Methods: A retrospective case notes review was undertaken of all patients with a diagnosis of SIP, confirmed at laparotomy or post-mortem, admitted between January 2000 and January 2005. Patients with confirmed gastric perforation were excluded as were patients with proven necrotising enterocolitis or suspected, but not confirmed, SIP. The study was undertaken in accordance with UK ethical guidelines.

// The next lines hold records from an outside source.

PR #1292, opened 2023-07-18
Segformer swi

Yael-Baron:


src/super_gradients/training/utils/callbacks/callbacks.py
```diff
@@ -856,6 +856,22 @@ def _infer_global_step(self, context: PhaseContext, is_train_loader: bool):
             return total_steps_in_done + train_loader_length + context.batch_idx
 
 
+@register_callback(Callbacks.SLIDING_WINDOW_INFERENCE)
+class ChangeToSWI(Callback):
```
Louis-Dupont, line 860: Same as above, I would prefer a longer name that would be more explicit
`ChangeToSWI` -> `ChangeToSlidingWindowInference`.

To further improve the name, I think we can drop the `ChangeTo` and just name it `SlidingWindowInference` or `SlidingWindowValidation` (I think I prefer the second)
And finally, this is just a convention we have for callbacks, let's add `Callback` at the end of the class name.
`SlidingWindowInferenceCallback` or `SlidingWindowValidationCallback`

These are just ideas, feel free to share if you think you have a better name

src/super_gradients/training/models/segmentation_models/segformer.py
```diff
@@ -362,6 +370,12 @@ def init_params(self):
                 nn.init.ones_(m.weight)
                 nn.init.zeros_(m.bias)
 
+    def enable_swi(self):
+        self.is_SWI = True
+
+    def disable_swi(self):
+        self.is_SWI = False
```
Louis-Dupont, line 377: Same as above, I would replace `swi` -> `sliding_window_inference` for more clarity

src/super_gradients/training/models/segmentation_models/segformer.py
```diff
@@ -372,12 +386,58 @@ def _remove_auxiliary_heads(self):
...
+        else:
+            return self._forward(x)
+
+    def sliding_window(self, img: torch.Tensor, num_classes: int, stride: Tuple[int, int], crop_size: Tuple[int, int]) -> torch.Tensor:
+        """
+        Inference by sliding-window with overlap.
+
+        If h_crop > h_img or w_crop > w_img, the small patch will be used to
+        decode without padding.
+        """
```
Louis-Dupont, line 407: If you can add params description (:param <name>: <desc>)

Louis-Dupont (commented):
Is the PR for review ?
I had a look anyway and left some comments, but just minor notes on naming/doc

src/super_gradients/training/models/segmentation_models/segformer.py
```diff
@@ -372,12 +386,58 @@ def _remove_auxiliary_heads(self):
...
-    def forward(self, x: torch.Tensor) -> torch.Tensor:
+    def _forward(self, x: torch.Tensor) -> torch.Tensor:
         features = self._backbone(x)
         out = self.decode_head(features)
         out = F.interpolate(out, size=x.shape[2:], mode="bilinear", align_corners=False)
         return out
 
+    def forward(self, x: torch.Tensor) -> torch.Tensor:
+        if self.is_SWI:
+            return self.sliding_window(x, self.num_classes, self.sliding_window_stride, self.sliding_window_size)
```
shaydeci, line 397: Seems like crop_size and stride args are redundant if we always use the attributes.

src/super_gradients/training/models/segmentation_models/segformer.py
```diff
@@ -442,6 +504,8 @@ def __init__(self, arch_params: HpmStruct):
     "overlap_patch_pad": [3, 1, 1, 1],
     "eff_self_att_reduction_ratio": [8, 4, 2, 1],
     "eff_self_att_heads": [1, 2, 5, 8],
+    "sliding_window_size": (1024, 1024),
```
shaydeci, line 507: Why are we setting default sliding window parameters ?

src/super_gradients/training/models/segmentation_models/segformer.py
```diff
@@ -372,12 +386,58 @@ def _remove_auxiliary_heads(self):
...
+                crop_logits = self._forward(crop_img)
+
+                if isinstance(crop_logits, torch.Tensor):
+                    crop_logits = (crop_logits,)
+
+                crop_logits = crop_logits[0]
+
+                preds += F.pad(crop_logits, pad=(int(x1), int(preds.shape[3] - x2), int(y1), int(preds.shape[2] - y2)))
+
+                count_mat[:, :, y1:y2, x1:x2] += 1
```
shaydeci, line 437: Please add unit tests covering the different scenarios in SWI, making sure we always cover the entire image (i,e count mat should never have a 0 entry)

src/super_gradients/training/models/segmentation_models/segformer.py
shaydeci: Also, make sure to adhere to PEP docs format (add Pycharm plugin for convinience).

shaydeci: Adding to @Louis-Dupont , it would be great to give some example of what goes down under the hood when we use sliding window inference.

src/super_gradients/common/object_names.py
```diff
@@ -148,6 +148,7 @@ class Callbacks:
     DEKR_VISUALIZATION = "DEKRVisualizationCallback"
     ROBOFLOW_RESULT_CALLBACK = "RoboflowResultCallback"
     TIMER = "TimerCallback"
+    SLIDING_WINDOW_INFERENCE = "ChangeToSWI"
```
shaydeci, line 151: Is this the name of the callback?

src/super_gradients/training/utils/callbacks/callbacks.py
```diff
@@ -856,6 +856,22 @@ def _infer_global_step(self, context: PhaseContext, is_train_loader: bool):
             return total_steps_in_done + train_loader_length + context.batch_idx
 
 
+@register_callback(Callbacks.SLIDING_WINDOW_INFERENCE)
```
shaydeci, line 859: Why choose an inconsistent name? This just adds more confusion....

src/super_gradients/training/utils/callbacks/callbacks.py
```diff
@@ -856,6 +856,22 @@ def _infer_global_step(self, context: PhaseContext, is_train_loader: bool):
...
+class ChangeToSWI(Callback):
+    """
+    Performing single-scale sliding window during inference at the end of training on the validation set.
+    """
+
+    def on_validation_loader_start(self, context: PhaseContext) -> None:
```
shaydeci, line 865: Please check if average_best_models=True like we talked, and if so actiavte a newly added phase in average best model validation.

shaydeci (changes requested):
Comments inline, about some we have already had a discussion (so just a reminder).
Still missing:
- Unit tests - see inline.
- Integration tests, pretrained model urls.
- New phase for the final valdiation on the average model.

src/super_gradients/training/models/segmentation_models/segformer.py
```diff
@@ -372,12 +386,58 @@ def _remove_auxiliary_heads(self):
...
         out = F.interpolate(out, size=x.shape[2:], mode="bilinear", align_corners=False)
         return out
 
+    def forward(self, x: torch.Tensor) -> torch.Tensor:
+        if self.is_SWI:
+            return self.sliding_window(x, self.num_classes, self.sliding_window_stride, self.sliding_window_size)
+        else:
+            return self._forward(x)
+
+    def sliding_window(self, img: torch.Tensor, num_classes: int, stride: Tuple[int, int], crop_size: Tuple[int, int]) -> torch.Tensor:
```
BloodAxe, line 401: I have a small comment about naming a function. Usually it's a really good practice to start function name with a verb: `do_work`, `get_something`, `sleep(...)`, `print(...)`.
In this example the function name can be `forward_with_sliding_window`, `predict_tiled`, etc..

src/super_gradients/training/models/segmentation_models/segformer.py
BloodAxe: That may require refactoring the sliding inference logic to an external method to check whether accumulator and count_mat contains expected values, but I agree that should be tested thoroughly.

src/super_gradients/training/models/segmentation_models/segformer.py
```diff
@@ -372,12 +386,58 @@ def _remove_auxiliary_heads(self):
...
+                x1 = max(x2 - w_crop, 0)
+                crop_img = img[:, :, y1:y2, x1:x2]
+                crop_logits = self._forward(crop_img)
+
+                if isinstance(crop_logits, torch.Tensor):
+                    crop_logits = (crop_logits,)
+
+                crop_logits = crop_logits[0]
+
+                preds += F.pad(crop_logits, pad=(int(x1), int(preds.shape[3] - x2), int(y1), int(preds.shape[2] - y2)))
```
BloodAxe, line 435: This increment is somewhat suboptimal. Instead of accumulating `preds[roi] += crop_logits` this code padds the single tile to a full resolution and adds it. This is just ineffective.

src/super_gradients/training/utils/callbacks/callbacks.py
```diff
@@ -856,6 +856,22 @@ def _infer_global_step(self, context: PhaseContext, is_train_loader: bool):
...
+        if context.training_params.max_epochs - 1 == context.epoch:
+            unwrap_model(context.net).enable_swi()
+            context.valid_loader.dataset.transforms.transforms = []
```
BloodAxe, line 868: I feel that emptying transforms list in this way is VERY risky move. That may be solving immediate goal of adding SWI but if someone who is less familiar with implementation details runs into troubles because of this change - the odds they would curse us are pretty high.
Maybe even now we may have some incompatible scenarios where this would break (Like quantization). I really feel uneasy about this line. Is there really not other way of solving this?

src/super_gradients/training/models/segmentation_models/segformer.py
```diff
@@ -315,6 +315,8 @@ def __init__(
         overlap_patch_stride: List[int],
         overlap_patch_pad: List[int],
         in_channels: int = 3,
+        sliding_window_size: Tuple[int, int] = (1024, 1024),
+        sliding_window_stride: Tuple[int, int] = (768, 768),
```
BloodAxe, line 319: 1) If new parameters is added a matching docstring should be also added.
2) (rows, cols) or (width, height) ? That should be reflected in docstring.

src/super_gradients/training/utils/callbacks/callbacks.py
BloodAxe: A callback should check whether model supports this at the start of training and raise an exception if model is not compatible.

src/super_gradients/training/utils/callbacks/callbacks.py
Yael-Baron: I agree. It was a quick fix due to time frame concerns.
@shaydeci how should I proceed?

src/super_gradients/training/models/segmentation_models/segformer.py
```diff
@@ -347,6 +349,12 @@ def __init__(
 
         self.init_params()
 
+        self.num_classes = num_classes
+
+        self.is_SWI = False
```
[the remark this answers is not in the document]
Yael-Baron: Fixed on c79d0f2

src/super_gradients/training/utils/callbacks/callbacks.py
Yael-Baron: Currently it was implemented for segformer model only.
Fixed on c79d0f2.

src/super_gradients/training/models/segmentation_models/segformer.py
Yael-Baron: Fixed on c79d0f2

src/super_gradients/training/models/segmentation_models/segformer.py
Yael-Baron: Fixed on c79d0f2

src/super_gradients/training/models/segmentation_models/segformer.py
Yael-Baron: Fixed on c79d0f2

src/super_gradients/training/models/segmentation_models/segformer.py
Yael-Baron: @shaydeci how should I proceed?

src/super_gradients/common/object_names.py
Yael-Baron: Fixed on c79d0f2

src/super_gradients/training/utils/callbacks/callbacks.py
Yael-Baron: Fixed on c79d0f2

src/super_gradients/training/utils/callbacks/callbacks.py
Yael-Baron: Fixed on c79d0f2

src/super_gradients/training/models/segmentation_models/segformer.py
Yael-Baron: Fixed on c79d0f2

src/super_gradients/training/models/segmentation_models/segformer.py
Yael-Baron: Fixed on c79d0f2

Yael-Baron:
Pushed a new commit (no. 1b8a739) with new recipes for each segformer's variant based on a default recipe.

src/super_gradients/training/utils/callbacks/callbacks.py
shaydeci: Missed this one, completely agree with @BloodAxe here.
How about mentioning explicitly the new transforms we switch to when switching to SWI? Is it always going to be the case that we just empty the transforms ?
It does not make sense to me that transforms that might have nothing to do with resolution should be dropped...

Any way, we should set the transforms taken out after the validation is completed.
I think an appropriate warning/message should be printed as well.

src/super_gradients/training/models/segmentation_models/segformer.py
```diff
@@ -326,12 +328,17 @@ def __init__(
         :param overlap_patch_stride:  the patch stride of the overlapping patch embedding in each stage
         :param overlap_patch_pad:  the patch padding of the overlapping patch embedding in each stage
         :param in_channels:  number of input channels
+        :param sliding_window_crop_size:  (width, height) the crop size to take from the image for forward with sliding window
+        :param sliding_window_stride:  (rows, cols) the stride size between crops for forward with sliding window
```
BloodAxe, line 332: I strongly suggest not to mix parameters taking (rows/cols) and (cols/rows) in a single function.
No double, it's helpful to have a docstring, but why we use (rows/cols) in one parameter and (cols/rows) in a other one?

src/super_gradients/training/models/segmentation_models/segformer.py
```diff
@@ -347,6 +354,12 @@ def __init__(
 
         self.init_params()
 
+        self.num_classes = num_classes
+
+        self.use_sliding_window_validation = False
+        self.sliding_window_crop_size = sliding_window_crop_size
```
BloodAxe, line 360: Please convert them to tuples before saving in self, as they my have a type of ListConfig, which is not desirable to be a part of the model: `self.sliding_window_crop_size = tuple(sliding_window_crop_size)`

src/super_gradients/training/utils/callbacks/callbacks.py
BloodAxe: Yes, I know it is intended only for segformer. However, if someone (a random user) switch the model from segformer to something else and forget to remove this callback from the config, he would get a quite uninformative AttributeError at the call `unwrap_model(context.net).enable_sliding_window_validation()`. It may be obvious to us as code owners what is the problem but not for first-time users.

What I'm suggesting to change here is the following:
```
model =unwrap_model(context.net)
if not hasattr(model, "enable_sliding_window_validation") or not hasattr(model, "disable_sliding_window_validation"):
   raise ConfigurationError("You can sliding windown validation callback, but your model does not support sliding window inference. Please either remove the callback or use the model that supports sliding inference: Segformer, XXX, YYY")
```

That's it. The goal is to just show some love to users and help them understand their mistakes.

src/super_gradients/training/models/segmentation_models/segformer.py
BloodAxe: I'm not Shay, but my 5 cents on how to start:

1) Extract `sliding_window_inference(model, input, tile_size, tile_step, ...)` method that would do just the sliding inference of user-provided model. That would also enable us to use this method in other models.

2) Add unit tests to check the correctness of the function for following cases:

* Input size is smaller than tile_size: `input_size=(512,512`, `tile_size=(640,640)`
* Input size is equal to tile size
* Input size is greater than tile size `input_size=(513,513)`, `tile_size=(512,512)`
* For each of these cases you may also want to check: 
* tile_step is equal to tile_size
* tile_step is larger than tile size (This should raise an Exception)
* tile_step is less than tile_size (tile_size=512, tile_step=384)
* Also check that function works correctly with odd-sized inputs (input_size=13, tile_step=3, tile_size=2)

3) How to check correctness
Use dummy model that returns an input. So the `sliding_window_inference` should then reconstruct the same input (torch.randn(input_size))

src/super_gradients/training/utils/callbacks/callbacks.py
BloodAxe: If we drop transforms to keep spatial size, how do we handle normalization transforms then?

src/super_gradients/training/utils/callbacks/callbacks.py
Yael-Baron: Fixed on f400bf3

src/super_gradients/training/models/segmentation_models/segformer.py
shaydeci: I think @BloodAxe covered it pretty much here ^

src/super_gradients/training/models/segmentation_models/segformer.py
Yael-Baron: Fixed on 2821ee.

src/super_gradients/training/models/segmentation_models/segformer.py
Yael-Baron: Fixed on 4e91c8d.

src/super_gradients/training/utils/callbacks/callbacks.py
shaydeci: I am not 100 percent sure, but think we need to call __iter__ otherwise this won't be updated. Have you checked that images actually pass through this empty pipeline ?

shaydeci: This also makes sense to me as:

```
    def _transform_image_and_mask(self, image, mask) -> tuple:
        """
        :param image:           The input image
        :param mask:            The input mask
        :return:                The transformed image, mask
        """
        transformed = self.transforms({"image": image, "mask": mask})
```

This would'nt have worked...

Yael-Baron: Fixed on 0ec8a9c

src/super_gradients/training/models/segmentation_models/segformer.py
shaydeci: in tests/unit_tests as the other unit tests.
Dont forget to add it to the test suite.

src/super_gradients/training/models/segmentation_models/segformer.py
Yael-Baron: Fixed on 8a178fa

src/super_gradients/training/utils/callbacks/callbacks.py
Louis-Dupont:
``` python
        model = unwrap_model(context.net)
        if not hasattr(model, "enable_sliding_window_validation") or not hasattr(model, "disable_sliding_window_validation"):
            raise ValueError(
                "You can use sliding window validation callback, but your model does not support sliding window "
                "inference. Please either remove the callback or use the model that supports sliding inference: "
                "Segformer"
            )
```
This will be raised even when we dont want to run sliding window. I think this is why your tests failed
Am I right ?

Yael-Baron: Correct. Fixed on ec450ec87e6799ceeb1bc6d25bf3ec75f200a990.

Yael-Baron: Fixed on e2595b598dcb7ace383ba75d31466c470d0e34e7

src/super_gradients/training/models/segmentation_models/segformer.py
Yael-Baron: Fixed on e9a6e9f725e8730efe9130f78b2aa604ed253732, 61ea395063f51661a3f6c8e26e0ce050bc73ffd9, 1475d135331fb8ef7ade9723b4e1a95313ada41a and 0ec8a9cf3c0ae469c9b02018cfa477177caaedb3.

Yael-Baron:
Pushed integration test for segformer's models on commit db42e6c7b94a7e1e193d22f3026fb6f7d8eca015

tests/unit_tests/pretrained_models_unit_test.py
```diff
@@ -29,6 +29,36 @@ def test_pretrained_repvgg_a0_imagenet(self):
         model = models.get(Models.REPVGG_A0, pretrained_weights="imagenet", arch_params={"build_residual_branches": True})
         trainer.test(model=model, test_loader=classification_test_dataloader(), test_metrics_list=[Accuracy()], metrics_progress_verbose=True)
 
+    def test_pretrained_segformer_b0_cityscapes(self):
```
shaydeci, line 32: These tests are a bit meaningless. You can take them out.

shaydeci (changes requested):

shaydeci (approved):
LGTM on my end.

src/super_gradients/training/utils/segmentation_utils.py
```diff
@@ -43,6 +43,10 @@ def to_one_hot(target: torch.Tensor, num_classes: int, ignore_index: int = None)
     :param num_classes: num of classes in datasets excluding ignore label, this is the output channels of the one hot
         result.
     :return: one hot tensor with shape [N, num_classes, H, W]
+
+    Parameters
```
BloodAxe, line 47: Why 
```
Parameters
-----------
```

and not :param ignore index?

src/super_gradients/training/utils/callbacks/callbacks.py
```diff
@@ -863,6 +863,52 @@ def _infer_global_step(self, context: PhaseContext, is_train_loader: bool):
...
+    def on_test_loader_start(self, context: PhaseContext) -> None:
+        unwrap_model(context.net).enable_sliding_window_validation()
+        self.test_loader_transforms = context.test_loader.dataset.transforms.transforms
+        context.test_loader.dataset.transforms.transforms = self.transforms_for_sliding_window
+        iter(context.test_loader)
+
+    def on_test_loader_end(self, context: PhaseContext) -> None:
+        unwrap_model(context.net).disable_sliding_window_validation()
+        context.test_loader.dataset.transforms.transforms = self.test_loader_transforms
+        iter(context.test_loader)
```
BloodAxe, line 909: I'm not sure I'm following why we need `iter(context.test_loader)` here.

Yael-Baron:
A signed PR was opened, please follow Segformer swi signed #1361 PR.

Results: Seventeen patients, median gestation 27 weeks and median birth weight 780g, were treated by drain alone (1 case), drain and later laparotomy (4 cases) or primary laparotomy (12 cases). Eight patients required enterostomy formation at primary laparotomy (1 jejunostomy, 1 colostomy and 6 ileostomy). Five babies died in the neonatal period and 3 later in the first year (mortality 47%). Only 3 of the 8 deaths were directly related to intestinal complications. Nine patients (53%) had 10 subsequent episodes of intestinal pathology requiring surgical intervention between 5 and 136 days later comprising early recurrent isolated perforation (2 cases), necrotising enterocolitis (NEC) (3 cases), milk curd obstruction with or without perforation (3 cases) and adhesion obstruction (2 cases). Secondary surgery involved laparotomy in 8 patients, 5 of whom required formation or re-formation of a stoma, and palliative drain insertion in 1 patient.

Conclusions: Recurrent intestinal pathology requiring surgical intervention during the neonatal period occurred in 53% of babies with SIP. Surgeons and neonatologists should be aware that this group of patients are prone to further intestinal pathology.

1. Buchheit JQ, Stewart DL Pediatr; 1994; 93:32-36.
2. Pumberger W, Mayr M, Kohlhauser C et al . J Am Coll Surg 2002; 195(6):796-803.
3. Uceda JE, Laos CA, Kolni HW et al . J Pediatr Surg 1995; 30(9):1314-1316.
4. Hutson JM. Pediatr Surg Int 2004; 20(2):75-76.